PROBLEM:
Go through the data and copy every line in which "created" appears.

◇ ◇ ◇ ◇ ◇ ◇ ◇

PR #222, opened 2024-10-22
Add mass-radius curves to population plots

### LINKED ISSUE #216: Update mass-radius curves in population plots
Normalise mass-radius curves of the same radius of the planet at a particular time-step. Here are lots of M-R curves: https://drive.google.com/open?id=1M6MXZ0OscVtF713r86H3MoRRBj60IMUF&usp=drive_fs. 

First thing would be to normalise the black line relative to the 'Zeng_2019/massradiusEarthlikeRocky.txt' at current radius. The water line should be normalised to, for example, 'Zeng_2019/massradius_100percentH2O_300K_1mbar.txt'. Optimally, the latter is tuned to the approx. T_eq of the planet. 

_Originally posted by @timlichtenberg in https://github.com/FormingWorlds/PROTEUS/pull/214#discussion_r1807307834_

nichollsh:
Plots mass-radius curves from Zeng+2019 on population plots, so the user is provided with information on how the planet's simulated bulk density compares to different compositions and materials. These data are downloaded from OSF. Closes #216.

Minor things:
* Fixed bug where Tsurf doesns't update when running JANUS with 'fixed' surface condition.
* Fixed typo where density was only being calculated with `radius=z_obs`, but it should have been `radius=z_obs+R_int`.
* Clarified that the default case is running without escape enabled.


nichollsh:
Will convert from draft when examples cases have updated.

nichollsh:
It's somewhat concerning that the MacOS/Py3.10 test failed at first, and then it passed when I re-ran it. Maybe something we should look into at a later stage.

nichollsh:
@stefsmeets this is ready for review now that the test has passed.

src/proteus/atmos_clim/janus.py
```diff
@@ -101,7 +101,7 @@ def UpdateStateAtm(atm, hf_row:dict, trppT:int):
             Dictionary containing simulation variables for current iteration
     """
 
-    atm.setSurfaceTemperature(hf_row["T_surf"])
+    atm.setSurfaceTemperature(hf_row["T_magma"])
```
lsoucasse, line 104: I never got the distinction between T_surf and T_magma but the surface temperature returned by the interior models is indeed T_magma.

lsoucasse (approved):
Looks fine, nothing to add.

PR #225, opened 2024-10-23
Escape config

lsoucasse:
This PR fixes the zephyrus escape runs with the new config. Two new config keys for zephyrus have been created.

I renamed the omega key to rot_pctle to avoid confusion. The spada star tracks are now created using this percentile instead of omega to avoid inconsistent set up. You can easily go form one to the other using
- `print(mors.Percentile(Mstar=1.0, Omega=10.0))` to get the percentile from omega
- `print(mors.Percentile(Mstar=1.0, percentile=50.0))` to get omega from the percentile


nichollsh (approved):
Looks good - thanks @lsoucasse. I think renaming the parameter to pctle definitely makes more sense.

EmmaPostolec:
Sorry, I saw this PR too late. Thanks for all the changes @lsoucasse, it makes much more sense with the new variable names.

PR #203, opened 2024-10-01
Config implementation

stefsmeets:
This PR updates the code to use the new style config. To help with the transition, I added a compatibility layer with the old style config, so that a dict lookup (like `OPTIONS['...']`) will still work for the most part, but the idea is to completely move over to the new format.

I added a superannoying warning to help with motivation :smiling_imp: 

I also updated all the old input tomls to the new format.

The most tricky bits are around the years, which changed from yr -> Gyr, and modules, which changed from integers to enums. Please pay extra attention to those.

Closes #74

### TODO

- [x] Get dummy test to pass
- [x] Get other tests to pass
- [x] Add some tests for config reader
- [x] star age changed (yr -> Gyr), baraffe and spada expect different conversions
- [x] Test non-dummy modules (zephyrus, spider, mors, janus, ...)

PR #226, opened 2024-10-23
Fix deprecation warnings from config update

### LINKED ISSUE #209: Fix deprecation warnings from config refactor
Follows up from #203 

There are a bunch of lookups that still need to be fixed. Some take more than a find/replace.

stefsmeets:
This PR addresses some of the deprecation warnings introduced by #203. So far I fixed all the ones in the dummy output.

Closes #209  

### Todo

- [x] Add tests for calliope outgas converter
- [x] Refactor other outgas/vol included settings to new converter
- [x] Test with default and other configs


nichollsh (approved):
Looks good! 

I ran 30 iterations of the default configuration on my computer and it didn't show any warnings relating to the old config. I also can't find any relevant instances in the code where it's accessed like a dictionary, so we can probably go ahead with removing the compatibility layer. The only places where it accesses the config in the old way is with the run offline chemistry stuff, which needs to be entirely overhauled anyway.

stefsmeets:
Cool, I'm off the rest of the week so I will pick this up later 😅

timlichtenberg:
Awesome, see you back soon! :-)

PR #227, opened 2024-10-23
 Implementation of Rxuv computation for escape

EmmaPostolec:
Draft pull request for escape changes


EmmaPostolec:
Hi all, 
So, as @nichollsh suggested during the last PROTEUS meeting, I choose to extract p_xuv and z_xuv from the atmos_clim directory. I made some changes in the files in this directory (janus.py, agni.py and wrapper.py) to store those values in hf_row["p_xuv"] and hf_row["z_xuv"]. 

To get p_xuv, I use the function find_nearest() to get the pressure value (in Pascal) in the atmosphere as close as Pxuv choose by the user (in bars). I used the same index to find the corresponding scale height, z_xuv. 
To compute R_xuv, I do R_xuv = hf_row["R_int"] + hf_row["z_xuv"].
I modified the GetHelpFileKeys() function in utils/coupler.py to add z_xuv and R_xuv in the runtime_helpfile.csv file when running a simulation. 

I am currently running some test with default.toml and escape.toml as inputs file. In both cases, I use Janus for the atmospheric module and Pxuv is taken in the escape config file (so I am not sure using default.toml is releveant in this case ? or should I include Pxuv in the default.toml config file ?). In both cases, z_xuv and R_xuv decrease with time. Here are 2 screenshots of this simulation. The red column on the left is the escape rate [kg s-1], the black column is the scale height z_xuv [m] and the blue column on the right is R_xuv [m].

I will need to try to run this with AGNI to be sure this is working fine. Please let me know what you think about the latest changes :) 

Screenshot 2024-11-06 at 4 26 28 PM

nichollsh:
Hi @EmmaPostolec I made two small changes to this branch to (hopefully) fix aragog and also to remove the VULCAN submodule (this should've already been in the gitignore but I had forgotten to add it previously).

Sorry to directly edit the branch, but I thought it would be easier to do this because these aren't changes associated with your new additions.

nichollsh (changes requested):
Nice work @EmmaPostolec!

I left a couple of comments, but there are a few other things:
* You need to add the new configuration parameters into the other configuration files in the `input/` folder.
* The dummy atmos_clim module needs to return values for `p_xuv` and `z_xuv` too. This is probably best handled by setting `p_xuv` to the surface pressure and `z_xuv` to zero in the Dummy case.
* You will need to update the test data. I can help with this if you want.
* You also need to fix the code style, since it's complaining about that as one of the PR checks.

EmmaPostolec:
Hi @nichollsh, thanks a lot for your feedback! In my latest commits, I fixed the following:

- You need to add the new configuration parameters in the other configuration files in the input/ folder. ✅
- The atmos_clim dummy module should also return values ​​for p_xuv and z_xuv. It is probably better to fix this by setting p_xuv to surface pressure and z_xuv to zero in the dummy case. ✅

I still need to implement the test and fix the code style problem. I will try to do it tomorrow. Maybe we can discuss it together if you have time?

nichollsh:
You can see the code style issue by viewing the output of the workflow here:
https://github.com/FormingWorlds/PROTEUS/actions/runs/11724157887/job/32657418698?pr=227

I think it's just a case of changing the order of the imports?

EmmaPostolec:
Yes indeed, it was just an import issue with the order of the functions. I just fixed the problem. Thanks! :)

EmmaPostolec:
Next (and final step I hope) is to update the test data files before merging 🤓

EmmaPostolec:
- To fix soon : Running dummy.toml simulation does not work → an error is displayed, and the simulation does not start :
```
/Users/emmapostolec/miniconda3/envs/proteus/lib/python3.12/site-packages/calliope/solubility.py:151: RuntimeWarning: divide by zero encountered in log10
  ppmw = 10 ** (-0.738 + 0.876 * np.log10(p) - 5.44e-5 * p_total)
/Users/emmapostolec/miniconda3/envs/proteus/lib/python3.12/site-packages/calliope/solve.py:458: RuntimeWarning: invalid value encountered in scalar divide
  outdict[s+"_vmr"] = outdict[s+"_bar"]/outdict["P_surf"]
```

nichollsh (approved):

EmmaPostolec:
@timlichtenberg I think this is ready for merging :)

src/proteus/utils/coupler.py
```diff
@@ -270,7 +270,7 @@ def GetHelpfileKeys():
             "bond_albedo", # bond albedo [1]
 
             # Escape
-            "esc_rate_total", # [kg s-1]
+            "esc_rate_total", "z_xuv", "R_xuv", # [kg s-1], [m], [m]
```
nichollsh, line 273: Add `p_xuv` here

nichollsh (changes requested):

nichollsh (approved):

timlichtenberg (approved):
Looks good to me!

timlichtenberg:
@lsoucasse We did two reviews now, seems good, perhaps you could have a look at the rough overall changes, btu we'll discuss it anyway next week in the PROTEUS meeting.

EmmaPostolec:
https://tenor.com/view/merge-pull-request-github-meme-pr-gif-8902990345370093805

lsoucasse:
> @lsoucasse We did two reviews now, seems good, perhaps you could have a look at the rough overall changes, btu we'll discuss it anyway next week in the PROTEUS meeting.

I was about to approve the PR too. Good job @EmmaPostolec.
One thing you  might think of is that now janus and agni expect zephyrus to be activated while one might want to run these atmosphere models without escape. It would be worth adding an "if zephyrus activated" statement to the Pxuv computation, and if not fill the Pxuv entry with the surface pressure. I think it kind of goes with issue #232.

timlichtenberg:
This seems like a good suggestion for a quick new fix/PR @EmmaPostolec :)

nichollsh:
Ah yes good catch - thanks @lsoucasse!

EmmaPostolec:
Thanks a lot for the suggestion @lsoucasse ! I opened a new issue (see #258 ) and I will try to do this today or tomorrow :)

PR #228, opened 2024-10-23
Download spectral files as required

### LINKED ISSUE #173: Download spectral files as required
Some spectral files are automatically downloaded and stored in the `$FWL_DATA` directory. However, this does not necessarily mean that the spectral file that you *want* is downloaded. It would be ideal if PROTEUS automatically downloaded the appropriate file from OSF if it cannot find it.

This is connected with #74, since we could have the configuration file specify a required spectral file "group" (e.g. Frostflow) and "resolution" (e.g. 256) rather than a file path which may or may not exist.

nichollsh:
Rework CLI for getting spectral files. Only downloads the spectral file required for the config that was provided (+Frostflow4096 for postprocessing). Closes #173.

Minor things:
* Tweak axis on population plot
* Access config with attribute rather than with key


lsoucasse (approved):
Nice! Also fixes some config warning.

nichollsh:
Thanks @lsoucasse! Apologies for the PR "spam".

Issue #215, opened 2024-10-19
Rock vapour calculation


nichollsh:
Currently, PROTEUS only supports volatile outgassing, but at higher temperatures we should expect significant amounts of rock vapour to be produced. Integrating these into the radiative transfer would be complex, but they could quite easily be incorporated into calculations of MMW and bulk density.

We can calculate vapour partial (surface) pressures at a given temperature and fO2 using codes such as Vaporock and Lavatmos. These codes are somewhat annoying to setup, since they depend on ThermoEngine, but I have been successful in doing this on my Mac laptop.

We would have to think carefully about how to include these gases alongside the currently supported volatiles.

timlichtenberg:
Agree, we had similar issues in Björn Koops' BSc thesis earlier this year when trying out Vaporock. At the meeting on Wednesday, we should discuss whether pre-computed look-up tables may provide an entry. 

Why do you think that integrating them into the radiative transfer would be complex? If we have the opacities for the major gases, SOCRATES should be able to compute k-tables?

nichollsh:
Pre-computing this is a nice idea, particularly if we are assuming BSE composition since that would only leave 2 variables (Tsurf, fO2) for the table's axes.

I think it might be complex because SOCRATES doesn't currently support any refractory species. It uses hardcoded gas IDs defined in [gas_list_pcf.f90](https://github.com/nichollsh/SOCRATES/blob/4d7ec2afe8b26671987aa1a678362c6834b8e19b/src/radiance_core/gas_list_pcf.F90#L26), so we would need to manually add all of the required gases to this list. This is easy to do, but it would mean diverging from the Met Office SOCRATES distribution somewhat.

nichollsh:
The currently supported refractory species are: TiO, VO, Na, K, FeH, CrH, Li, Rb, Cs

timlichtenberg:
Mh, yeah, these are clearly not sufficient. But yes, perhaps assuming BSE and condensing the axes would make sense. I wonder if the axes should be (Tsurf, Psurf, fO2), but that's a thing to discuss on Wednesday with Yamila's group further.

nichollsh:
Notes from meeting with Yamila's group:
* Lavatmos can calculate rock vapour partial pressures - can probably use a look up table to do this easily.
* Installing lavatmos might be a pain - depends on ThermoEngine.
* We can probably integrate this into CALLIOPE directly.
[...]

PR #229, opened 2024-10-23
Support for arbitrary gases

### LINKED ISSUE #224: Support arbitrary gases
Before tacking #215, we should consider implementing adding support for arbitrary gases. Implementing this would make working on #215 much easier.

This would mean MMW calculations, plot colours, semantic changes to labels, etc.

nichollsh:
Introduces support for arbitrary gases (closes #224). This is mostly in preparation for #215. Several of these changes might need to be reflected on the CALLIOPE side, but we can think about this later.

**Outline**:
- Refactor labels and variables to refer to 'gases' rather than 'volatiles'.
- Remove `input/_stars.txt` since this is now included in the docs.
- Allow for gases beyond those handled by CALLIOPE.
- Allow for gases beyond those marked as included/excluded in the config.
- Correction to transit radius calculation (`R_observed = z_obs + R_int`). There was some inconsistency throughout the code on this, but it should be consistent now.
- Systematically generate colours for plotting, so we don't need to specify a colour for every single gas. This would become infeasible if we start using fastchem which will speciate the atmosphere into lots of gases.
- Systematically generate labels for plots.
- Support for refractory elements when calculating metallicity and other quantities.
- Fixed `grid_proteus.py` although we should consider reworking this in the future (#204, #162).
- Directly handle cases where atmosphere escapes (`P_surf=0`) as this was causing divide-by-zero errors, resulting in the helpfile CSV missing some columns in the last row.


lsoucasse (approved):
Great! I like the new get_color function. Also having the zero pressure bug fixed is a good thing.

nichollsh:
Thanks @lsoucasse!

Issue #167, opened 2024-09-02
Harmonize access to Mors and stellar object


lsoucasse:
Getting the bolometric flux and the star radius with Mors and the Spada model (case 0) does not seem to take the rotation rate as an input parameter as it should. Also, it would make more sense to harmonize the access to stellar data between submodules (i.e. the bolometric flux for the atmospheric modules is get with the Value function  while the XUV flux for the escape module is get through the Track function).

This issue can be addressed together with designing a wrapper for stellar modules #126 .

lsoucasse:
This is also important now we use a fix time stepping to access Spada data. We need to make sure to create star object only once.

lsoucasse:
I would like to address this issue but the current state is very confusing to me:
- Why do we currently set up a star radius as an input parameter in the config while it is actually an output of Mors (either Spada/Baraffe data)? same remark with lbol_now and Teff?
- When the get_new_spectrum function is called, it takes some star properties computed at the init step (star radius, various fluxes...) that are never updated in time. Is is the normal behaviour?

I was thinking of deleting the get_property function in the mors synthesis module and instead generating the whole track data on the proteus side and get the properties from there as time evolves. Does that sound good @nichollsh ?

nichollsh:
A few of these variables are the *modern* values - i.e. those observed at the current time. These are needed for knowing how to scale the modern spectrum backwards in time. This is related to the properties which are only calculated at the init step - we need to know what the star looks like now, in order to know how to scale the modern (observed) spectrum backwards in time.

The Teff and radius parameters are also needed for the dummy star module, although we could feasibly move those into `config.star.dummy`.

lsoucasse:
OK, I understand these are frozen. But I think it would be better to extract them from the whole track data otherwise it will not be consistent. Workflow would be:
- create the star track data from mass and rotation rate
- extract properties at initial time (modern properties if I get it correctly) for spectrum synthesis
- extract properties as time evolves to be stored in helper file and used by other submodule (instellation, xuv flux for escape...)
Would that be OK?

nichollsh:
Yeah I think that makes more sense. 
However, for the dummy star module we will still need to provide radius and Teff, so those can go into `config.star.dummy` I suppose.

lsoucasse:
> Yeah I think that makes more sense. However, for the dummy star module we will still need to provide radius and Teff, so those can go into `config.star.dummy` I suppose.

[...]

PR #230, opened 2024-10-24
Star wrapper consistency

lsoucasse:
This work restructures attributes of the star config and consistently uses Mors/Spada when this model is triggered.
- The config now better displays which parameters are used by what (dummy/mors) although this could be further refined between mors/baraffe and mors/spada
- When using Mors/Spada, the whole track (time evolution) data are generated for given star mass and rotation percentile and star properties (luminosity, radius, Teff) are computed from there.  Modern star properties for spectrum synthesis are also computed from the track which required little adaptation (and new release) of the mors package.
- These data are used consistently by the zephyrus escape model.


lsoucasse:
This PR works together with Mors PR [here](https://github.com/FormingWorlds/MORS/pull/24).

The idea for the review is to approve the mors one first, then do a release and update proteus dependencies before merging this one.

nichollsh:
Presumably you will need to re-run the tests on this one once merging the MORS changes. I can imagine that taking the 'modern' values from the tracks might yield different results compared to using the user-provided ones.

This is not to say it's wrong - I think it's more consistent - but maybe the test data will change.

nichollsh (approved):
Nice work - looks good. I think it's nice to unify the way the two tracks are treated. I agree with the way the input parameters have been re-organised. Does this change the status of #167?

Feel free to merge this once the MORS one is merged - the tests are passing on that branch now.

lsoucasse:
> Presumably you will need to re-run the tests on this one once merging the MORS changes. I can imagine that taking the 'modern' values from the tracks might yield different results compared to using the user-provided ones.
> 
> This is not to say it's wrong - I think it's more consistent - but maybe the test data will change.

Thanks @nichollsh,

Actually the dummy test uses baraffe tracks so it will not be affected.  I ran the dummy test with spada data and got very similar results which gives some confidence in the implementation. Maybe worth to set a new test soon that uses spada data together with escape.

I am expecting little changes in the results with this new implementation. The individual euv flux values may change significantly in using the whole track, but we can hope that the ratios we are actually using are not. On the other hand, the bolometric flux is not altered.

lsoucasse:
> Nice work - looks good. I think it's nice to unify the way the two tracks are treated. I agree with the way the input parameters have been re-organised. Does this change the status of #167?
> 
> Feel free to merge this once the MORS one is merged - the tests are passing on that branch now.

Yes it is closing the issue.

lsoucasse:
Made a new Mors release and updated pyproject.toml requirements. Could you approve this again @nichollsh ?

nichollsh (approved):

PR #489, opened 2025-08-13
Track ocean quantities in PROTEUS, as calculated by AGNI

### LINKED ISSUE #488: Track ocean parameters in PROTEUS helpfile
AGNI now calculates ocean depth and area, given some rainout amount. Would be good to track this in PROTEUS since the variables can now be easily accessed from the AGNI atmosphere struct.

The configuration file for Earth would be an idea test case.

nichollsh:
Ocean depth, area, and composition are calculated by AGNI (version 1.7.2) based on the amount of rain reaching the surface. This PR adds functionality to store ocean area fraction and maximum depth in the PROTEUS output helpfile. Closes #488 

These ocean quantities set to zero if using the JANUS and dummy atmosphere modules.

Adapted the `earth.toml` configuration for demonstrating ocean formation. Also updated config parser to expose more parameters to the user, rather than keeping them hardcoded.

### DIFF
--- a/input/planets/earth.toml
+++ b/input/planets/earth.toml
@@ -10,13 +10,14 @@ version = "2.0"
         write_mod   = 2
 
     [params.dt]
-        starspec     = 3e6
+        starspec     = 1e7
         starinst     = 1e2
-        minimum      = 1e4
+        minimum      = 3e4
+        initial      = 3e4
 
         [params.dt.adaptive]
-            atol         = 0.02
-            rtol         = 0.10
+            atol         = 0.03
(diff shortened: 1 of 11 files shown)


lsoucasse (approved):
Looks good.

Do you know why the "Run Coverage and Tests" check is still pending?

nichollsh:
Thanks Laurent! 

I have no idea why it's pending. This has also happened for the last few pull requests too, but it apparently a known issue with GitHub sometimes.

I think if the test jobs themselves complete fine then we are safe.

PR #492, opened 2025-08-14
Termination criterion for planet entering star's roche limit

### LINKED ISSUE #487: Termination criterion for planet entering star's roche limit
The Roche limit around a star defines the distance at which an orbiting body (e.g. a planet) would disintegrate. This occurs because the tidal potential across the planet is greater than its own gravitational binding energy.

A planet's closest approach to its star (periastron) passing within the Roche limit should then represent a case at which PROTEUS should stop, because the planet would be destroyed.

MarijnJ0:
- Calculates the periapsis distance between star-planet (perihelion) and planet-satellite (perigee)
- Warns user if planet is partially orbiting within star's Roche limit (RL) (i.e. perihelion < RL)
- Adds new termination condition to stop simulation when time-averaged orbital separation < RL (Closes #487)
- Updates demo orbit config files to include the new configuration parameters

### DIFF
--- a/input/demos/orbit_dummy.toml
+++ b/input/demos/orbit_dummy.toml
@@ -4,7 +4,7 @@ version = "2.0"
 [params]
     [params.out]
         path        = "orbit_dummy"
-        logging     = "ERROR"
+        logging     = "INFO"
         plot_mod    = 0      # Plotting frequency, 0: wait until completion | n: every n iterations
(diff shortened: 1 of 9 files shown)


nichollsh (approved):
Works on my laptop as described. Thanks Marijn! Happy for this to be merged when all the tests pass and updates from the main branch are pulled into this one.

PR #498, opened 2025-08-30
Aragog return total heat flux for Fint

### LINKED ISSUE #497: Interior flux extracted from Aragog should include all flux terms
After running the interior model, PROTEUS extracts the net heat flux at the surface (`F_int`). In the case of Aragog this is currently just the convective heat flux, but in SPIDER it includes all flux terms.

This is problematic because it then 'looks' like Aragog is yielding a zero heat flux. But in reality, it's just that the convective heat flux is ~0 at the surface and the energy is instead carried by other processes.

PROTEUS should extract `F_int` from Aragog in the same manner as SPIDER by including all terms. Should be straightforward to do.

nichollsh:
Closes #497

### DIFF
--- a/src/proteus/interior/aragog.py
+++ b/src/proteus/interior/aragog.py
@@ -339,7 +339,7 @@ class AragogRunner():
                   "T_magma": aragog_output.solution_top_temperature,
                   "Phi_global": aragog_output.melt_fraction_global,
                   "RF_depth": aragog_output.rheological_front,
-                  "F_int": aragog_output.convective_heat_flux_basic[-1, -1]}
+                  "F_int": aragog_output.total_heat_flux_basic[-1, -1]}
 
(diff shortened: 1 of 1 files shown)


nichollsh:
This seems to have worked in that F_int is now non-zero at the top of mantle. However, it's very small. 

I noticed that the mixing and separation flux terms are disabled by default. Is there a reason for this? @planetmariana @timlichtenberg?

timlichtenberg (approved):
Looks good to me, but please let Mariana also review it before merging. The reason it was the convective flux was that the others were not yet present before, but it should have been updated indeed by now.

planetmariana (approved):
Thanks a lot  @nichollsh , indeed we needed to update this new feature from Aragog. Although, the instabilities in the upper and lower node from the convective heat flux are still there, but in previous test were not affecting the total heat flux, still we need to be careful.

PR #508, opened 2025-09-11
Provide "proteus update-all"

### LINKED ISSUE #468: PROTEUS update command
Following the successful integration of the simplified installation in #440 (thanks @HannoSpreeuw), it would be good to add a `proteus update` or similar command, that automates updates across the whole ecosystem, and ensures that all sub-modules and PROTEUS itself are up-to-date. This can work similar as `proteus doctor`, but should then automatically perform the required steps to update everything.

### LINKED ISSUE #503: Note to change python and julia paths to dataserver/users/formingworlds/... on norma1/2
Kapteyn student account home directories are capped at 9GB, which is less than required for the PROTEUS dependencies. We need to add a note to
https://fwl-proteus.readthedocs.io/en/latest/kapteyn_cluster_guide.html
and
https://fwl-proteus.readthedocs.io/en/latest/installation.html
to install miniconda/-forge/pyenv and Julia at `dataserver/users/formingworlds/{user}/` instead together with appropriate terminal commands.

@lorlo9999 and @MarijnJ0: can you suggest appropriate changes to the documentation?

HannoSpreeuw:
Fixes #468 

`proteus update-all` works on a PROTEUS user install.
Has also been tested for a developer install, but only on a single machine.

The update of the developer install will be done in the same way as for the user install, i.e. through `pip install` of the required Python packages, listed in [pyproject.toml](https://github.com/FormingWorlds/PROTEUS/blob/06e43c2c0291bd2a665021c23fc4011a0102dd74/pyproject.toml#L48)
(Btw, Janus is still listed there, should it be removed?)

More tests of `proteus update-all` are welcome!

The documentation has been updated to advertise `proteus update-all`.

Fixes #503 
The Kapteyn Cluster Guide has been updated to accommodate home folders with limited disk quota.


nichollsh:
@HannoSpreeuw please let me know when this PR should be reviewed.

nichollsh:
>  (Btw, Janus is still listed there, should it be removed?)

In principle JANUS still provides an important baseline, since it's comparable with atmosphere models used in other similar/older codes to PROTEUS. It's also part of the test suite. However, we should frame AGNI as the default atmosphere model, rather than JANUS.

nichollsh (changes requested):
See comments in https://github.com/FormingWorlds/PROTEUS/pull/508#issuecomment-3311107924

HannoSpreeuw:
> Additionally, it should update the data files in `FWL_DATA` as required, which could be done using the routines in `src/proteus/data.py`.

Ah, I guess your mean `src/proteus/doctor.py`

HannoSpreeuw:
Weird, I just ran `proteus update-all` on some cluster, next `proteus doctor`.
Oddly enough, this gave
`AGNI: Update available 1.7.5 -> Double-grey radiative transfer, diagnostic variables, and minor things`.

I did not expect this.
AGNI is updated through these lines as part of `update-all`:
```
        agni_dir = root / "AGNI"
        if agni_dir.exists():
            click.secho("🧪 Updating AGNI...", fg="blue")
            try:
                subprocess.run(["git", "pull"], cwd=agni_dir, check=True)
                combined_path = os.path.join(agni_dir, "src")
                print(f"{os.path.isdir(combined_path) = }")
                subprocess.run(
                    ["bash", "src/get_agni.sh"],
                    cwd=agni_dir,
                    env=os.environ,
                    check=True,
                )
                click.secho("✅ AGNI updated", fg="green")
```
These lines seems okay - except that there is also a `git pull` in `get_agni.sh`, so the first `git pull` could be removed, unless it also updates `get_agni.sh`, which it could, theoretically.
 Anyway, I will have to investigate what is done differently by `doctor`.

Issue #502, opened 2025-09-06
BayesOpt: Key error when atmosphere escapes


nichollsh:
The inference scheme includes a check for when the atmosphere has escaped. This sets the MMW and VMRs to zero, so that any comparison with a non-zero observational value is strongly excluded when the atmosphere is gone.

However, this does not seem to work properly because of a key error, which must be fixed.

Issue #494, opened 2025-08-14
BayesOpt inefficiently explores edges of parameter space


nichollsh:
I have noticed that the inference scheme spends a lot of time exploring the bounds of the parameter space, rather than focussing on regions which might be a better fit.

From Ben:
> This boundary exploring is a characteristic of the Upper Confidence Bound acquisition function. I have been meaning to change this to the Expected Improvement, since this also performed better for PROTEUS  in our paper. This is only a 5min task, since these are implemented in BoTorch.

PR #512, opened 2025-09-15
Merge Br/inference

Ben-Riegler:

◇ ◇ ◇ ◇ ◇ ◇ ◇

SOLUTION FOR THIS EXERCISE:
This PR fixes the zephyrus escape runs with the new config. Two new config keys for zephyrus have been created.
I renamed the omega key to rot_pctle to avoid confusion. The spada star tracks are now created using this percentile instead of omega to avoid inconsistent set up. You can easily go form one to the other using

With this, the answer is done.